You guys: with the A-list actors confined to their gated compounds and every notable film release date kicked months down the road as the once-unstoppable juggernaut that is Hollywood grinds to a near-standstill amid the ongoing COVID-19 lockdown, we almost forgot about Dune! Dune, Arrival and Blade Runner 2049 director Denis Villeneuve’s adaptation of Frank Herbert’s seminal (and notoriously difficult to adapt) 1964 science fiction epic, is still happening. Oh by God it’s still happening.
Vanity Fair is this week running a multi-part preview of what is undoubtedly the most-anticipated SF film of 2020 (if indeed they can get it out in 2020), and today’s installment focuses on the story’s central hero: Paul Atreides (T-Chal), “a child of privilege raised by a powerful family, but not one strong enough to protect him from the dangers that await.
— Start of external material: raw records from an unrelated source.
PR #2638, opened 2020-11-03
Fix so is deprecated, use ext suffix

MatthiasAbtIfm:
## Suggested changelog entry:

```rst

```

PR #2640, opened 2020-11-03
fix: match new extension discovery with changes to classic discovery

henryiii:
## Description

Followup to #2638 - this was fixed in 2.6.0, but only for classic Python

## Suggested changelog entry:

None needed, too small.

### DIFF
--- a/tools/pybind11NewTools.cmake
+++ b/tools/pybind11NewTools.cmake
@@ -97,7 +97,7 @@ if(NOT DEFINED PYTHON_MODULE_EXTENSION)
   execute_process(
     COMMAND
       "${${_Python}_EXECUTABLE}" "-c"
-      "from distutils import sysconfig as s;print(s.get_config_var('SO') or s.get_config_var('EXT_SUFFIX'))"
+      "from distutils import sysconfig as s;print(s.get_config_var('EXT_SUFFIX') or s.get_config_var('SO'))"
     OUTPUT_VARIABLE _PYTHON_MODULE_EXTENSION
     ERROR_VARIABLE _PYTHON_MODULE_EXTENSION_ERR
     OUTPUT_STRIP_TRAILING_WHITESPACE)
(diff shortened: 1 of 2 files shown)


tools/pybind11NewTools.cmake
```diff
@@ -95,8 +95,9 @@ endif()
 # required for PyPy3 (as of 7.3.1)
 if(NOT DEFINED PYTHON_MODULE_EXTENSION)
   execute_process(
-    COMMAND "${${_Python}_EXECUTABLE}" "-c"
-            "from distutils import sysconfig; print(sysconfig.get_config_var('SO'))"
+    COMMAND
+      "${${_Python}_EXECUTABLE}" "-c"
+      "from distutils import sysconfig as s;print(s.get_config_var('SO') or s.get_config_var('EXT_SUFFIX'))"
```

As the Atreides family leaves the oceanic world of Caladan to take over scorching Arrakis, they are also becoming prey to the brutal rival House Harkonnen, which seeks to exploit the desert world they are about to inherit.”
As Vanity Fair‘s Anthony Breznican reports:
In the shot above, the transport ships descend to take the Atreides leadership to their new destination. At this point, Paul is being taught the ways of war by a veteran soldier named Gurney Halleck, played by Josh Brolin. Paul’s parents, Duke Leto and Lady Jessica Atreides (Oscar Isaac and Rebecca Ferguson), must not only manage the spice mining on Arrakis—but also the politics at play in the broader galaxy.
Beyond the fortifications on Arrakis, giant carnivorous sandworms rule the landscape, while a tribe of indigenous humans known as Fremen, led by Javier Bardem’s Stilgar, somehow survive in the crevices, fearful that their world is about to be turned inside out by those they see as invaders.
Whether Villeneuve’s version becomes a Blade Runner 2049-esque triumph, or a critically-savaged box-office bomb, remains to be seen, but we do know one thing for certain right now: Timmy can wear the fuck out of a black duster.